This week I have had several occasions to relate to local church pastors who are also seeking to do theological studies.
It troubles me that for so many there has been something like Lessing’s ‘deep ugly ditch’ between ministry and theology.
Constantly I hear people speak of theology and then of ‘practical’ concerns or disciplines.
My conviction is that rightly understood, there is nothing more practical for a pastor to be doing than theology.
I am further convinced that if pastors were more creatively engaged with theology, or with their ministry in a theological way, much of what is said against ‘the institutional church’ by the ’emerging church’ movement would be dealt with, and (equally) much of what is said by the emerging church movement would be challenged to become more adequate, as an understanding of church.
Pastors of congregations are called to enable and facilitate the life of the local church as a theological community: that is, as a community seeking to articulate its knowledge of God, its continuous knowing of God, a relational knowing, in context.
What does this mean about the nature of theology, or as I prefer, theological reflection?
This is how I put it to a class this week: Theological reflection means participating constructively in the continuing conversation of God with the world – through the church.
It is a serious question whether this phrase ‘through the church’ means that the conversation between God and the world is mediated to the world through the church, or is undertaken only within the church, or whether theology itself is only undertaken within or through the church. I am not prepared to limit the theological conversation in any of these ways. Rather, I prefer to leave that phrase intentionally ambiguous, or (I prefer to suggest) polyvalent. It all flows in many ways and possibilities.
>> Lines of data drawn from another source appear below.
PR #1881, opened 2022-03-25
[Bug] Add type to deprecated rules in version.lock

brokensound77:
## Issues
None
related to #1855

## Summary
In #1855 the rule type was added to all entries in the version.lock file, however, deprecated rules were overlooked. This is causing failures in backports to older branches.

This adds the type to those rules

image


terrancedejesus (approved):
LGTM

Pastors, then, are theologians. Even those who pretend not to be, or who resist theology, are in fact demonstrating a theology, an understanding of God. In practical terms, pastoral work is a continuous outworking of the ways we know and relate to God. It is a form of God-talk.
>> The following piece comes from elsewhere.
PR #1884, opened 2022-03-25
Validate version lock and deprecation files on load and save

### LINKED ISSUE #1883: Add validation to version.lock file
inspired by #1881

Prevent invalid updates to version.lock by adding schema validation on serialization and deserialization (reads and writes)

We can be intentional about this. Indeed, for me this is the most exciting way of thinking of the church.
The church itself is the community in which the conversation between God and the world comes to expression. That is how I think we should define the church. Wherever this conversation, this relational knowing, is emerging, taking some expression, there is the church.
This means that church, and theology, must always be contemporary: a happening in the present, and free to happen in the present, not bound to or by the past—even though it is may be shaped in part by past forms, traditions and insights.
Second, such theological community, church, must also be contextual: it always happens in a specific place and time. It happens in the world, but in this or that part of the world. It is a conversation between the community’s experiences and understanding of God, from the Bible, from experiences, from traditions, and the present challenges, needs and potential of the situation. So the group may have a ‘gospel’ tradition which speaks of healing and reconciliation: but now it has to work out what this really means, in relation to its own place and people: asylum seekers, indigenous people, marriage breakdown, family violence, and so on.
Thirdly, theology in this sense is communal: it is undertaken within the community and for the community, but also by the community.
This is why pastors are theologians: but not the only theologians in the community. We are facilitators and resource persons, for the ongoing life of theological discovery which is (could be, should be, can be) the church.
Great word Frank, not least because it comes from one who has been given something of the responsibility to help ingrain this stuff into pastor’s and future pastor’s lives, heads and hearts.